Search code examples
rregexbioinformaticsstringrvcf-variant-call-format

Extract specific word matching the pattern


I have data frame with a column:

nf1$Info = AC=1;AF=0.500;AN=2;BaseQRankSum=-1.026e+00;ClippingRankSum=-1.026e+00;DP=4;ExcessHet=3.0103;FS=0.000;MLEAC=1;MLEAF=0.500;MQ=28.25;MQRankSum=-1.026e+00;QD=10.18;ReadPosRankSum=1.03;SOR=0.693

I'm trying to extract a specific value from this column.

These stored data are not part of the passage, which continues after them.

PR #7148, opened 2022-01-23
Regular progress bar updates for CD ripping.

lumip:
Previously the progress bar of the CD ripping dialog would only update
after a track completed, now it gets updated continuously during the
ripping process.

### DIFF
--- a/src/ripper/ripcddialog.cpp
+++ b/src/ripper/ripcddialog.cpp
@@ -217,16 +217,16 @@ void RipCDDialog::ClickedRipButton() {
   connect(cancel_button_, SIGNAL(clicked()), ripper, SLOT(Cancel()));
 
   connect(ripper, &Ripper::Finished, this, [this, ripper]() {
-    this->Finished(*ripper, /*progress_to_display = */ 1.0f);
+    this->Finished(ripper, /*progress_to_display = */ 1.0f);
   });
   connect(ripper, &Ripper::Cancelled, this, [this, ripper]() {
-    this->Finished(*ripper, /*progress_to_display = */ 0.0f);
+    this->Finished(ripper, /*progress_to_display = */ 0.0f);
   });
 
   ui_->progress_bar->setRange(0, 100);
   transcoding_progress_timer_connection_ =
       connect(&transcoding_progress_timer_, &QTimer::timeout, this,
-              [this, ripper]() { this->TranscodingProgressTimeout(*ripper); });
+              [this, ripper]() { this->TranscodingProgressTimeout(ripper); });
 
   // Add tracks and album information to the ripper.
   ripper->ClearTracks();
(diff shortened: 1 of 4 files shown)


lumip:
@jbroadus If you have the time, might I ask for another PR review? :)

src/ripper/ripcddialog.cpp
```diff
@@ -211,15 +213,24 @@ void RipCDDialog::ClickedRipButton() {
 
   // create and connect Ripper instance for this task
   Ripper* ripper = new Ripper(cdda_device_->song_count(), this);
+  if (!ripper) {
```
jbroadus, line 216: I don't think this can ever happen. If enabled, the assert in the Ripper constructor would call abort.

src/ripper/ripcddialog.cpp
```diff
@@ -243,6 +254,7 @@ void RipCDDialog::ClickedRipButton() {
 
   SetWorking(true);
   ripper->Start();
+  transcoding_progress_timer_.start(kTranscodingProgressIntervalMs);
```
jbroadus, line 257: Technically, there's a race condition here, though you should never hit it with the 500ms timer. If no tracks were added, the timer callback would call Ripper::GetProgress and divide by zero.

lumip: Good catch! I added a check in `Ripper::GetProgress` to prevent division by zero now.

src/ripper/ripcddialog.cpp
lumip: You are of course right, for some stupid reason I was scared of new returning null, but that can't happen... Removed the check now.

lumip:
Another thing about this is that I have moved the active reporting of progress via signals completely out of `Ripper` and instead made `RipCDDialog` poll for progress. This is now similar to how `Transcoder` and `TranscodeDialog` interact - before I was bugged by how differently this was handled. An alternative would be to let introduce progress reporting signals to `Transcoder` (which `Ripper` completely relies on to do the heavy lifting), which would remove the need for the timers and polling in the dialog classes... What do you think?

jbroadus (approved):

src/ripper/ripcddialog.cpp
```diff
@@ -343,21 +351,13 @@ void RipCDDialog::DeviceSelected(int device_index) {
           SLOT(SongsLoaded(SongList)));
 }
 
-void RipCDDialog::Finished(Ripper* ripper) {
+void RipCDDialog::Finished(Ripper& ripper, float progress_to_display) {
```
hatstand, line 354: Please follow the style guide and only use const references or pointers for non-primitive parameters. https://google.github.io/styleguide/cppguide.html

lumip: The guide states

> Non-optional input parameters should usually be values or const references, while **non-optional** output and **input/output parameters should usually be references** (which cannot be null). 

so that's what I did here. I can't make it const since the callback must clean up the instance using the `deleteLater` function, which is not const.

hatstand: They've changed the style guide since I last read it :-)

In the interest of maintaining a consistent style throughout the codebase I'd still prefer it if this were changed to `Ripper*`. We don't use non-const references anywhere else.

lumip: Done :)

For e.g. I'm interested in "MQRankSum" and I used:

str_extract(nf1$Info,"[MQRankSum]+=[:punct:]+[0-9]+[.]+[0-9]+")

It returns value for BaseQRankSum instead of MQRankSum.


Solution

  • Including characters into square brackets creates a character class matching any of the defined characters, so [yes]+ matches yyyyyyyyy, eyyyyss, etc.

    What you want to do is to match a word MQRankSum, =, and then any chars other than ;:

    str_extract(nf1$Info,"MQRankSum=[^;]+")
    

    If you want to exlcude MQRankSum= from the match, use a lookbehind:

    str_extract(nf1$Info,"(?<=MQRankSum=)[^;]+")
                          ^^^^^^^^^^^^^^^
    

    The (?<=MQRankSum=) positive lookbehind will make sure there is MQRankSum= text immediately to the left of the current location, and only after that will match 1 or more chars other than ;.